### YOUR OBJECTIVE
Search the entries for the word "opened" and copy each line that has it.

### GIVEN ENTRIES
PR #7727, opened 2025-11-28
refact!: New classes for picker fields

distantnative:
### ♻️ Refactored

- New abstract `Kirby\Form\Field\ModelPickerField` class
- New `Kirby\Form\Field\FilePickerField` class
- New `Kirby\Form\Field\PagePickerField` class
- New `Kirby\Form\Field\UserPickerField` class
- New `Kirby\Form\Mixin\Upload` trait

### ☠️ Deprecated

- `pages`, `files`, `users` array.-based..

### 🚨 Breaking changes

- `legacy-pages`, `legacy-files`, `legacy-users` ...

### For review team

- [x] Add lab and/or sandbox examples (wherever helpful)
- [ ] Add changes & docs to release notes draft in Notion

PR #7731, opened 2025-11-30
refact!: Model picker fields to use picker dialogs

distantnative:
## Description

Replaces https://github.com/getkirby/kirby/pull/7522

This actually removes the `k-file-picker-dialog` and `k-user-picker-dialog` components again. Turns out, they do not need custom components. They can just use. `k-model-picker-dialog`.

### Merge first
- [x] https://github.com/getkirby/kirby/pull/7727
- [x] https://github.com/getkirby/kirby/pull/7728
- [x] https://github.com/getkirby/kirby/pull/7723
- [x] https://github.com/getkirby/kirby/pull/7750
- [x] https://github.com/getkirby/kirby/pull/7751
- [x] https://github.com/getkirby/kirby/pull/7752
- [x] https://github.com/getkirby/kirby/pull/7753
- [x] https://github.com/getkirby/kirby/pull/7754
- [x] https://github.com/getkirby/kirby/pull/7755
- [x] https://github.com/getkirby/kirby/pull/7756

### Enhancements
- Better picker dialogs that use batch selection UI 
- New `picker` option for `files`, `pages` and `users` field to customize the picker dialogs (e.g. `size`, `layout`)
- Page picker dialog shows badge for selected children

### ♻️ Refactored

- `files`, `pages` and `users` field use new picker dialogs
- `files`, `pages` and `users` fields dynamically fetch item data from new `items` field API endpoint

### 🚨 Breaking changes

- `files`, `pages` and `users` field: 
  - Backend sends only UUIDs/IDs to these fields and the fields only send UUIDs/IDs back (instead of full item objects with display data etc.)
  - Same communication happens between the field and picker dialog
- `image`, `gallery` and `video` block previews receive file UUID instead of full file item data

### For review team


src/Panel/Controller/Dialog/FilePickerDialogController.php
```diff
@@ -65,6 +66,27 @@ public function find(string $id): File|null
...
+			image:              $this->image,
+			info:               $this->info,
+			layout:             $this->layout,
+			text:               $this->text
+		))->props();
+
+		return [
+			...$props,
+			'id' => $props['uuid'] ?? $props['id'],
+		];
```
distantnative: This is quite ugly, but I didn't know a better solution within scope. The problem is that at the latest batch mode in the collection will pass around only the `id`. So we need to have the UUID if available in the `id` field.

One alternative (untested) could be that we remove UUIDs completely from the communication between backend and frontend here, but always use the regular IDs. And only when storing to content we use the UUID.

bastianallgeier (approved):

### RESULT
PR #7727, opened 2025-11-28
PR #7731, opened 2025-11-30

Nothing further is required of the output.